§ **Task requirements**
What you give back should be exactly the opening lines of the data, ending with the line that contains "- Added an optional" and including it.

(Stored entries)
PR #1352, opened 2017-10-30
Add auth_type column to user and invited user

leohemsted:
the new `auth_type` table contains `sms_auth` and `email_auth`, however, any users or invited users created with old code will default to `sms_auth` until the code is updated. (this is done using a server_default so that it ensures backwards compat.)

### DIFF
--- a/app/models.py
+++ b/app/models.py
@@ -50,6 +50,11 @@ PRIORITY = 'priority'
 TEMPLATE_PROCESS_TYPE = [NORMAL, PRIORITY]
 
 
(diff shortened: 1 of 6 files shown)


app/models.py
```diff
@@ -50,6 +50,11 @@
 TEMPLATE_PROCESS_TYPE = [NORMAL, PRIORITY]
 
 
+SMS_AUTH_TYPE = 'sms_auth'
```
richardc0: could just use sms and email. Rather than put '_auth' on. the column is called auth_type.

PR #1353, opened 2017-10-30
Retry in only certain scenarios

richardc0:
Instead of retrying if there are genuine errors, only retry if there are errors which are unexpected as otherwise the retries will happen and fail for the same reason e.g. that the message has changed format and will require a code update.

- Updated process_ses_results to only retry if there in an unknown exception
- Update test and assert that there is a retry there is a unknown exception


sakisv:

PR #1354, opened 2017-10-30
SMS sender id for post notifications

servingUpAces:
We have recently add the functionality to add multiple SMS senders for a service. This PR allows a service to send the SMS sender in the POST notification request, that SMS sender is then used as the sender id. At the moment only the default sender is used for a notification.

- Added an optional parameter in the form for POST /v2/notifications/sms and /service/<service_id>/send-notification to pass in the SMS sender id.

- Get the sms sender from the notification_sms_sender mapping table if that does not exist get the default sms sender to pass on to the sms provider.
- Added the notification_to_sms_sender mapping table to the purge notifications query

As part of https://www.pivotaltracker.com/story/show/152106587

### DIFF
--- a/app/v2/notifications/post_notifications.py
+++ b/app/v2/notifications/post_notifications.py
@@ -20,8 +20,8 @@ from app.notifications.process_notifications import (
     persist_notification,
     persist_scheduled_notification,
     send_notification_to_queue,
-    simulated_recipient
-)
+    simulated_recipient,
+    persist_sms_sender_id_for_notification)
 from app.notifications.process_letter_notifications import (
     create_letter_notification
 )
@@ -31,7 +31,8 @@ from app.notifications.validators import (
     check_service_can_schedule_notification,
     check_service_has_permission,
     validate_template,
-    check_service_email_reply_to_id
+    check_service_email_reply_to_id,
+    check_service_sms_sender_id
 )
 from app.schema_validation import validate
 from app.v2.errors import BadRequestError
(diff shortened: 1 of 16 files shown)


app/v2/notifications/post_notifications.py
```diff
@@ -31,7 +31,8 @@
     check_service_can_schedule_notification,
     check_service_has_permission,
     validate_template,
-    check_service_email_reply_to_id
+    check_service_email_reply_to_id,
+    check_service_sms_sender_id
```
venusbb: Should these be done under different notification_type?

app/v2/notifications/post_notifications.py
```diff
@@ -163,6 +164,15 @@ def process_sms_or_email_notification(*, form, notification_type, api_key, templ
     return notification
 
 
+def persist_sender_to_notification_mapping(form, notification):
+    email_reply_to_id = form.get("email_reply_to_id", None)
+    if email_reply_to_id:
```
venusbb: This function is not tested.

tests/app/v2/notifications/test_post_notifications.py
```diff
@@ -8,8 +8,8 @@
     ScheduledNotification,
     SCHEDULE_NOTIFICATIONS,
     EMAIL_TYPE,
-    SMS_TYPE
-)
+    SMS_TYPE,
+    NotificationSmsSender)
```
kentsanggds: Can the new import be ordered

tests/app/v2/notifications/test_post_notifications.py
```diff
@@ -28,7 +29,7 @@
     create_service,
     create_template,
     create_reply_to_email,
-    create_service_sms_sender)
+    create_service_sms_sender, create_notification)
```
kentsanggds: New import could be on new line

tests/app/notifications/test_validators.py
```diff
@@ -311,9 +311,9 @@ def test_should_not_rate_limit_if_limiting_is_disabled(
 
 @pytest.mark.parametrize('key_type', ['test', 'normal'])
 def test_rejects_api_calls_with_international_numbers_if_service_does_not_allow_int_sms(
-    key_type,
-    notify_db,
-    notify_db_session,
+        key_type,
+        notify_db,
+        notify_db_session,
```
kentsanggds: Extra tab is not necessary here

PR #1342, opened 2017-10-25
Free sms limit by service and year

venusbb:
Continue PR #1326, create schema, dao for the new annual_billing table. Each row of the table is accessed per service per year. 
* created new dao for reading and writing annual_billing table
* created new schema for validating the request data
* updated create_service to add a row of exisint
* created new tests for reading and writing to the new table
* Updated the existing create_service related tests
* A new function get_current_financial_year_start_year to return the current financial year as number. 

**Pivotal story**
https://www.pivotaltracker.com/story/show/152067121

PR #1355, opened 2017-10-30
Added logic to return past and future free_sms_limit_data that dont e…

venusbb:
Create logic in requesting rest endpoint to get free_sms_fragment_limit for a service. 
**At the get end point**
* If an entry doesn't exist and it is a past year, we return the oldest entry that exist.
* If an entry doesn't exist and it is a current or future year, we return the newest entry that exist, and create a new record for that requested year in the db with the allowance from this entry. 
**At the post end point**
* Dao has a new function dao_update_annual_billing_for_current_and_future_years which will update the current year (or year in the parameter) and all the latter years. 

**Change to rest and Dao**
Some of the persistence logic is not pushed to Dao rather than rest. 

**Related PR**
https://github.com/alphagov/notifications-api/pull/1342

**Pivotal Story**
#1326


app/billing/rest.py
```diff
@@ -106,17 +106,34 @@ def get_free_sms_fragment_limit(service_id):
...
 
     if financial_year_start is None:
-        results = dao_get_all_free_sms_fragment_limit(service_id)
-
-        if len(results) == 0:
-            raise InvalidRequest('no annual billing information for this service', status_code=404)
-        return jsonify(data=[row.serialize_free_sms_items() for row in results]), 200
+        # return a list of all entries related to the service
+        sms_list = dao_get_all_free_sms_fragment_limit(service_id)
+        if len(sms_list) == 0:
```
kentsanggds: You can replace this with `if not sms_list:` for clearer code

app/billing/rest.py
```diff
@@ -106,17 +106,34 @@ def get_free_sms_fragment_limit(service_id):
...
+            raise InvalidRequest('no free-sms-fragment-limit list for this service in DB', status_code=404)
```
kentsanggds: Rather than erroring with `this service in DB`, you could mention the service affected, `service xxx` as not sure how `in DB` would help

app/billing/rest.py
```diff
@@ -106,17 +106,34 @@ def get_free_sms_fragment_limit(service_id):
...
+
         if result is None:
-            raise InvalidRequest('no free-sms-fragment-limit-info for this service and year', status_code=404)
+            # An entry does not exist in annual_billing table for that service and year. If it is a past year,
+            # we return the oldest entry.
+            # If it is the current or future years, we create an entry in the db table using the newest record,
+            # and return that number.  If all fails, we return InvalidRequest.
+            sms_list = dao_get_all_free_sms_fragment_limit(service_id)
+            if len(sms_list) == 0:
+                raise InvalidRequest('no free-sms-fragment-limit entry for this service in DB', status_code=404)
```
kentsanggds: Could probably move the raise error before the whole `if... else...` block rather than repeat the code

app/billing/rest.py
```diff
@@ -106,17 +106,34 @@ def get_free_sms_fragment_limit(service_id):
...
+            else:
+                result = sms_list[-1]   # The newest entry
+
+                new_sms = AnnualBilling(service_id=service_id, financial_year_start=financial_year_start,
+                                        free_sms_fragment_limit=result.free_sms_fragment_limit)
+
+                dao_create_or_update_annual_billing_for_year(new_sms)
 
-        return jsonify(data=result.serialize_free_sms_items()), 200
+        return jsonify(result.serialize_free_sms_items()), 200
```
kentsanggds: It's probably better to pass the serialized result through with `data=` as this follows a similar pattern used in other parts of the API so would be consistent.

tests/app/billing/test_billing.py
```diff
@@ -282,8 +282,8 @@ def test_create_free_sms_fragment_limit(client, sample_service):
     json_resp = json.loads(response_get.get_data(as_text=True))
     assert response.status_code == 201
     assert response_get.status_code == 200
-    assert json_resp['data']['financial_year_start'] == 2017
-    assert json_resp['data']['free_sms_fragment_limit'] == 250
+    assert json_resp['financial_year_start'] == 2017
```
kentsanggds: Need to add in the `['data']` block if you choose to return the json block in `['data']`, you could put this block as part of the `json_resp` setting in line 282 rather than adding it here. 
You will also need to refactor the other tests.

tests/app/billing/test_billing.py
```diff
@@ -345,19 +345,18 @@ def test_get_free_sms_fragment_limit_for_all_years(client, sample_service):
...
+        assert json_resp[i]['free_sms_fragment_limit'] == limits[i]
+        assert json_resp[i]['financial_year_start'] == years[i]
 
 
-def test_get_free_sms_fragment_limit_no_year_data_return_404(client, sample_service):
+def test_get_free_sms_fragment_limit_no_service_return_404(client, sample_service):
 
     response_get = client.get(
-        'service/{}/billing/free-sms-fragment-limit?financial_year_start={}'.format(sample_service.id, 1999),
+        'service/{}/billing/free-sms-fragment-limit?financial_year_start={}'.format(uuid.uuid4(), 1999),
```
kentsanggds: You could use the mock `fake_uuid` rather than the uuid function

tests/app/billing/test_billing.py
```diff
@@ -395,5 +394,58 @@ def test_post_free_sms_fragment_limit_current_year(client, sample_service):
...
+def test_get_free_sms_fragment_limit_past_year_get_db_oldest_record(client, sample_service):
+    response = client.get(
+        'service/{}/billing/free-sms-fragment-limit'.format(sample_service.id),
+        headers=[('Content-Type', 'application/json'), create_authorization_header()])
+    sms_list = json.loads(response.get_data(as_text=True))
+    past_year = sms_list[0]['financial_year_start'] - 1
+
+    # create an older entry than the one created in sample service has an entry already
+    annual_billing = {'financial_year_start': past_year, 'free_sms_fragment_limit': 1000}
+    response = client.post('service/{}/billing/free-sms-fragment-limit'.format(sample_service.id),
```
kentsanggds: When seeding data for your test you probably want to do this via the data model or dao directly rather than using rest endpoints, as then the test will be more targeted and efficient.

tests/app/billing/test_billing.py
```diff
@@ -395,5 +394,58 @@ def test_post_free_sms_fragment_limit_current_year(client, sample_service):
...
+
+    response = client.get(
+        'service/{}/billing/free-sms-fragment-limit'.format(sample_service.id),
+        headers=[('Content-Type', 'application/json'), create_authorization_header()])
+    sms_list = json.loads(response.get_data(as_text=True))
+    next_year = sms_list[-1]['financial_year_start'] + 1
+
+    # create an older entry than the one created in sample service has an entry already
+    annual_billing = {'financial_year_start': next_year, 'free_sms_fragment_limit': 1000}
+    response = client.post('service/{}/billing/free-sms-fragment-limit'.format(sample_service.id),
```
kentsanggds: Similar to previous comment, probably better to seed test data using DAO

tests/app/billing/test_billing.py
```diff
@@ -395,5 +394,58 @@ def test_post_free_sms_fragment_limit_current_year(client, sample_service):
...
+                           data=json.dumps(annual_billing),
+                           headers=[('Content-Type', 'application/json'), create_authorization_header()])
+    # request one year ahead that record doesn't exist yet
+    response = client.get(
+        'service/{}/billing/free-sms-fragment-limit?financial_year_start={}'.format(sample_service.id, next_year + 2),
+        headers=[('Content-Type', 'application/json'), create_authorization_header()])
+    json_resp = json.loads(response.get_data(as_text=True))
+
+    # get a list of request and see if the newe
+    response = client.get(
```
kentsanggds: If you are writing a test to make sure that a new record is created for a year it's probably better to use a DAO function / data model query to check that the data is as expected.

tests/app/billing/test_billing.py
venusbb: This should be OK as long as consistence between front and backend

app/billing/rest.py
venusbb: Only get a list if there is no result. Most of the time there should be entry for the year.

app/billing/rest.py
venusbb: Discussed with Becca on this. It is not necessary.

tests/app/billing/test_billing.py
```diff
@@ -282,118 +284,90 @@ def test_create_free_sms_fragment_limit(client, sample_service):
     json_resp = json.loads(response_get.get_data(as_text=True))
     assert response.status_code == 201
     assert response_get.status_code == 200
-    assert json_resp['data']['financial_year_start'] == 2017
-    assert json_resp['data']['free_sms_fragment_limit'] == 250
+    assert json_resp['financial_year_start'] == get_current_financial_year_start_year()
```
kentsanggds: Will this still work for future years? as you are doing a `client.get` on 2017? 
Also it's probably better to use a db session to check the data rather than the request GET

tests/app/billing/test_billing.py
```diff
@@ -282,118 +284,90 @@ def test_create_free_sms_fragment_limit(client, sample_service):
...
-def test_get_free_sms_fragment_limit_for_all_years(client, sample_service):
-    years = [2016, 2017, 2018]
-    limits = [1000, 2000, 3000]
-
-    for i in range(0, len(years)):
-        annual_billing = {'financial_year_start': years[i], 'free_sms_fragment_limit': limits[i]}
-        response = client.post('service/{}/billing/free-sms-fragment-limit'.format(sample_service.id),
-                               data=json.dumps(annual_billing),
-                               headers=[('Content-Type', 'application/json'), create_authorization_header()])
+def test_update_free_sms_fragment_limit(client, sample_service):
```
kentsanggds: Not sure if this test will actually update an existing `free_sms_fragment_limit`, 
if it is set in the default then assert the expected value in the DB before doing the POST, then do a POST which updates that limit and check that it has been updated via a db session

tests/app/billing/test_billing.py
```diff
@@ -282,118 +284,90 @@ def test_create_free_sms_fragment_limit(client, sample_service):
...
 
 
-def test_get_free_sms_fragment_limit_current_year(client, sample_service):
-    response = client.get(
-        'service/{}/billing/free-sms-fragment-limit/current-year'.format(sample_service.id, True),
-        headers=[('Content-Type', 'application/json'), create_authorization_header()])
-    json_resp = json.loads(response.get_data(as_text=True))
+def test_get_free_sms_fragment_limit_past_year_not_exist(client, sample_service):
+    current_year = get_current_financial_year_start_year()
+    create_annual_billing(sample_service.id, 9999, current_year - 1)
```
kentsanggds: Better to put in the keyword arg in the parameter so it's easier to understand what `9999` means.

tests/app/billing/test_billing.py
```diff
@@ -282,118 +284,90 @@ def test_create_free_sms_fragment_limit(client, sample_service):
...
+    create_annual_billing(sample_service.id, 10000, current_year + 1)
```
kentsanggds: Not sure if this adds anything to the test as you are checking that the years before the earliest year picks up the setting from the earliest yet

tests/app/billing/test_billing.py
```diff
@@ -282,118 +284,90 @@ def test_create_free_sms_fragment_limit(client, sample_service):
...
 
-def test_post_free_sms_fragment_limit_current_year(client, sample_service):
 
-    data_new = {'free_sms_fragment_limit': 7777}
-    response = client.post('service/{}/billing/free-sms-fragment-limit'.format(sample_service.id),
-                           data=json.dumps(data_new),
-                           headers=[('Content-Type', 'application/json'), create_authorization_header()])
+def test_get_free_sms_fragment_limit_future_year_not_exist(client, sample_service):
+    current_year = get_current_financial_year_start_year()
+    create_annual_billing(sample_service.id, 9999, current_year - 1)
```
kentsanggds: Same here, not sure if this shows anything, as you just want to check that there is a setting for years beyond the existing setting

app/billing/rest.py
```diff
@@ -97,49 +97,51 @@ def _transform_billing_for_month(billing_for_month):
...
+    result = dao_get_free_sms_fragment_limit_for_year(service_id, financial_year_start)
 
-        if len(results) == 0:
-            raise InvalidRequest('no annual billing information for this service', status_code=404)
-        return jsonify(data=[row.serialize_free_sms_items() for row in results]), 200
-    else:
-        result = dao_get_free_sms_fragment_limit_for_year(service_id, financial_year_start)
-        if result is None:
-            raise InvalidRequest('no free-sms-fragment-limit-info for this service and year', status_code=404)
+    if result is None:
```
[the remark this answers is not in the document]
venusbb: Probably the same.

app/billing/rest.py
```diff
@@ -97,49 +97,51 @@ def _transform_billing_for_month(billing_for_month):
...
+        if not sms_list:
+            raise InvalidRequest('no free-sms-fragment-limit entry for service {} in DB'.format(service_id), 404)
+        else:
+            if financial_year_start is None:
+                financial_year_start = get_current_financial_year_start_year()
+
+            if int(financial_year_start) < get_current_financial_year_start_year():
+                result = sms_list[0]   # The oldest entry
+            else:
+                result = sms_list[-1]  # The newest entry
```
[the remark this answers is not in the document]
venusbb: The return is actually an AnnualBilling object. I will rename that.

app/billing/rest.py
```diff
@@ -97,49 +97,51 @@ def _transform_billing_for_month(billing_for_month):
...
 
     financial_year_start = form.get('financial_year_start')
     free_sms_fragment_limit = form.get('free_sms_fragment_limit')
 
-    result = dao_get_free_sms_fragment_limit_for_year(service_id, financial_year_start)
-
-    if result:
-        result.free_sms_fragment_limit = free_sms_fragment_limit
+    current_year = get_current_financial_year_start_year()
+    if financial_year_start is None or financial_year_start >= current_year:
```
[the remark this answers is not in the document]
venusbb: The same

tests/app/billing/test_billing.py
venusbb: Agree. Changed.

tests/app/billing/test_billing.py
venusbb: agreed. Changed.

tests/app/billing/test_billing.py
venusbb: Agree. Extra assert added

app/billing/rest.py
```diff
@@ -117,14 +117,15 @@ def get_free_sms_fragment_limit(service_id):
                 financial_year_start = get_current_financial_year_start_year()
 
             if int(financial_year_start) < get_current_financial_year_start_year():
-                result = sms_list[0]   # The oldest entry
+                annual_billing = sms_list[0]   # The oldest entry
             else:
-                result = sms_list[-1]  # The newest entry
+                annual_billing = sms_list[-1]  # The newest entry
```
kentsanggds: This could be `latest_free_fragment_limit = sms_list[-1].free_sms_fragment_limit` and then you can pass in this value to the `dao_create_or_update_annual_billing_for_year`, this would make the code here much clearer.

As it looks like you are overwriting the `annual_billing` variable after setting it.

tests/app/billing/test_billing.py
kentsanggds: To make it clearer this could be -

`create_annual_billing(sample_service.id, free_sms_fragment_limit=9999, financial_year_start=current_year - 1)`

as it is much clearer

app/billing/rest.py
venusbb: Think this is OK as no chance with both exist. It's either past or future

PR #1358, opened 2017-10-31
Fix bug processing letters with . as address line

quis:
If an address line started with punctuation it caused a bug where we couldn’t properly map the address to the columns required in the DVLA file.

This bug is fixed by:
- [x] https://github.com/alphagov/notifications-utils/pull/244


servingUpAces:
I did this in a previous PR, closing this one. Thanks @quis

PR #3908, opened 2023-10-04
Don't run notification_history purge task in staging

idavidmcdonald:
This will enable us to retain about 1 billion notifications in our staging notification_history table, which is roughly the same number that will be in production after this task has run against prod. This is important for our testing this week of migrating Postgres which will benefit from having staging look similar to production in size.

We did also consider taking a fresh copy of production, redacting the personal data and attaching it to the staging apps, but decided that was too much work and this is a quicker fix.


robbrazil (approved):

klssmith:
Might be nice to use [this approach](https://github.com/alphagov/notifications-api/blob/2f6e3a78af12ff5233c4c7c26bae165256675605/app/notify_api_flask_app.py) but that can be one for another time since this needs to go tonight

PR #3911, opened 2023-10-06
Let jobs be scheduled up to 7 days in the future 

quis:
4 days is sometimes not enough if there is a weekend with a bank holiday before and after it.

7 days is a sensible new limit because it:
- accounts for these longer weekends or holiday periods like Christmas
- without introducing any ambiguity about which ‘Thursday’ is meant (because only one of each weekday will ever be shown at once)

### DIFF
--- a/app/schemas.py
+++ b/app/schemas.py
@@ -520,8 +520,8 @@ class JobSchema(BaseSchema):
         if value < datetime.utcnow():
             raise ValidationError("Date cannot be in the past")
 
-        if value > datetime.utcnow() + timedelta(days=4):
-            raise ValidationError("Date cannot be more than 4 days in the future")
+        if value > datetime.utcnow() + timedelta(days=7):
+            raise ValidationError("Date cannot be more than 7 days in the future")
 
     class Meta(BaseSchema.Meta):
         model = models.Job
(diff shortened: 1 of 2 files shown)


samuelhwilliams (approved):
I think this could go in (checked out locally and looks good).

But if we're providing these extra dates, I start to feel like including the date+month would be useful. Some people definitely will be date oriented (I want these messages to send on the 1st of the month) rather than day oriented, and I think in either case it helps to provide extra immediate clarity that these are all in the future.

So probably I'm suggesting/pondering:

* Today
* Tomorrow
* Sunday 8th October
* Monday 9th October
* Tuesday 10th October
* Wednesday 11th October
* Thursday 12th October

quis:
The next page – once you have pressed the green button – presents the date like this:
image

quis:
Would look like:

image

***

image


***

image

karlchillmaid:
> But if we're providing these extra dates, I start to feel like including the date+month would be useful. Some people definitely will be date oriented (I want these messages to send on the 1st of the month) rather than day oriented, and I think in either case it helps to provide extra immediate clarity that these are all in the future.
> 
> So probably I'm suggesting/pondering:
> 
> * Today
> * Tomorrow
> * Sunday 8th October
> * Monday 9th October
> * Tuesday 10th October
> * Wednesday 11th October
> * Thursday 12th October
> 
> @karlchillmaid any thoughts? 🤔

I think this is a helpful addition, and Chris has already formatted the dates according to the style guide (no th or rd needed), so I’m happy 👍

PR #3914, opened 2023-10-09
Roll sentry out on more instances

samuelhwilliams:


app/performance.py
```diff
@@ -25,7 +25,7 @@ def init_performance_monitoring():
         send_request_bodies = "medium" if not_production else "never"
 
         # Enable tracing requests on only a single API instance in production while we check performance there.
```
klssmith, line 27: The comment is now out of date, but it looks like it's about to be deleted soon anyway so isn't too important

klssmith (approved):

PR #3915, opened 2023-10-09
Bump to psycopg2==2.9.6

samuelhwilliams:
After upgrading from pg11->pg15 locally, we started to see the following error: `sqlalchemy.exc.OperationalError: (psycopg2.OperationalError) SCRAM authentication requires libpq version 10 or above`.

A suggested fix for this is to upgrade to psycopg2(-binary)==2.9.6, so that's what we do here.

---

If using `notifications-local`, you'll need to do a `make down`, `docker-compose build notify-api`, `make <opts> up` again to make sure your API container(s) get updated.

### DIFF
--- a/requirements.in
+++ b/requirements.in
@@ -16,7 +16,7 @@ itsdangerous==2.1.2
 jsonschema[format]==4.16.0
 marshmallow-sqlalchemy==0.28.1
 marshmallow==3.18.0
-psycopg2-binary==2.9.3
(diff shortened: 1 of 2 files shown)


leohemsted (approved):

leohemsted:
tested (briefly) and it seems to work fine with old pg11 as well as new pg15 so think this is good to go

PR #3917, opened 2023-10-10
remove periodic broadcast tasks

leohemsted:
none of these work anymore, and they'll just produce error logs


samuelhwilliams (approved):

§ **Solution to this problem**
PR #1352, opened 2017-10-30
Add auth_type column to user and invited user

leohemsted:
the new `auth_type` table contains `sms_auth` and `email_auth`, however, any users or invited users created with old code will default to `sms_auth` until the code is updated. (this is done using a server_default so that it ensures backwards compat.)

### DIFF
--- a/app/models.py
+++ b/app/models.py
@@ -50,6 +50,11 @@ PRIORITY = 'priority'
 TEMPLATE_PROCESS_TYPE = [NORMAL, PRIORITY]
 
 
(diff shortened: 1 of 6 files shown)


app/models.py
```diff
@@ -50,6 +50,11 @@
 TEMPLATE_PROCESS_TYPE = [NORMAL, PRIORITY]
 
 
+SMS_AUTH_TYPE = 'sms_auth'
```
richardc0: could just use sms and email. Rather than put '_auth' on. the column is called auth_type.

PR #1353, opened 2017-10-30
Retry in only certain scenarios

richardc0:
Instead of retrying if there are genuine errors, only retry if there are errors which are unexpected as otherwise the retries will happen and fail for the same reason e.g. that the message has changed format and will require a code update.

- Updated process_ses_results to only retry if there in an unknown exception
- Update test and assert that there is a retry there is a unknown exception


sakisv:

PR #1354, opened 2017-10-30
SMS sender id for post notifications

servingUpAces:
We have recently add the functionality to add multiple SMS senders for a service. This PR allows a service to send the SMS sender in the POST notification request, that SMS sender is then used as the sender id. At the moment only the default sender is used for a notification.

- Added an optional parameter in the form for POST /v2/notifications/sms and /service/<service_id>/send-notification to pass in the SMS sender id.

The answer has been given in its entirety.